Chinese reforms bring austerity
By Max Lane
Rising unemployment and declining living standards are becoming more and more a feature of the conditions of the working class in China, according to a recent issue of the Hong Kong-based journal October Review.
Unemployment was acknowledged as a long-term problem by minister of labour Yuan Chongwu in July 1992, when he told a conference that the "oversupply of labour power" would remain an acute problem "in the coming period".
According to the labour minister, there were 36 million people in the cities looking for work, plus another 10 million "surplus labour" in enterprises and 100 million "surplus" workers in the countryside.
October Review identified several of the Deng Xiaoping reform policies that have exacerbated unemployment. These included a new labour contract system that tended to eliminate from the work force "weaker" categories of workers, such as the sick, the aged and females.
Another widespread policy was forced "internal retirement". Newspapers such as the Beijing Workers Daily have reported cases in which all workers over a certain age, in one case 35 and another 47, were forced to retire. Workers forced to accept "internal retirement" have to live on a pension from their enterprise many times less than the full wage. These ":internal pensions" are even less than the normal government pension for those retiring at the normal retirement age.
The more rigorous implementation in recent months of a new Bankruptcy Law has resulted in many enterprises closing down and workers being dismissed. The example is given of the largest state-run textile factory in south-west China: the Chongqing Textile General factory was declared bankrupt by the court, and around 3,,000 workers lost their jobs and income. The factory still owed about 3 million yuan of workers' wages and superannuation money.
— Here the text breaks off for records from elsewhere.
PR #2709, opened 2025-12-14
refactor: Move Trace under a Tracing namespace

theofidry:
Currently we got `Trace` under `TestFramework\Coverage`. Since the first form of trace directly from coverage data, it made sense at that time.

In theory though: a trace is about tests in general, the coverage is what we use internally to create the traces, but it s a detail, the trace is otherwise not coupled to the coverage.

We've also had more trace-related value objects and trace implementations added over time. #2707 will also introduce a `Tracer` interface.

This PR proposes to re-organise things a bit and move the traces and their value-object related objects to `TestFramework\Tracing\Trace`. The current implementation still have a few issues because we have dependencies from `ProxyTrace` to `TestFramework\Coverage`, but this need further changes to be addressed, hence that should be done later.

### DIFF
--- a/rector.php
+++ b/rector.php
@@ -137,7 +137,7 @@ return RectorConfig::configure()
         LocallyCalledStaticMethodToNonStaticRector::class,
         ReadOnlyPropertyRector::class => [
             // property can't be readonly as it's returned by reference and may be updated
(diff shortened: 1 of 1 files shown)


maks-rafalko (approved):

theofidry:
'ty!

PR #2711, opened 2025-12-16
refactor: Move IterableCounter to a dedicated namespace

theofidry:
In #2708 and likely upcoming PRs, we will have more `iterable` related utility, so I moving this to a dedicated namespace for better organisation.


theofidry:
This has been discussed and validated in https://github.com/infection/infection/pull/2708, but extracted out of it to reduce the noise of that PR.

Another cause of sackings is the shift of ownership of some enterprises to private capitalists through a share market. As Hong Kong capitalists buy into formerly state-owned companies on the mainland, there are frequently moves to sack large numbers of the workers.
A Hong Kong TV program in November, for example, profiled the
case of the Number Two Dyeing Factory in Shanghai, which, after selling 51% of its shares to a new Hong Kong shareholder, lost 1200 of its 2000 employees. Many of these were "internally retired" on pensions one-third of their previous wages.
Working hours were also increased from 8 to 10 hours a day, compulsory overtime increased, free meals and other amenities abolished and the in-house factory health service greatly reduced.
October Review pointed to a number of letters to the editor and commentaries in the Workers Daily which voiced concerns at these developments or indirectly indicated rising levels of discontent by referring to workers "lacking the correct understanding of the reforms and cannot adapt to the changes" and who were exhibiting attitudes of scepticism and fear.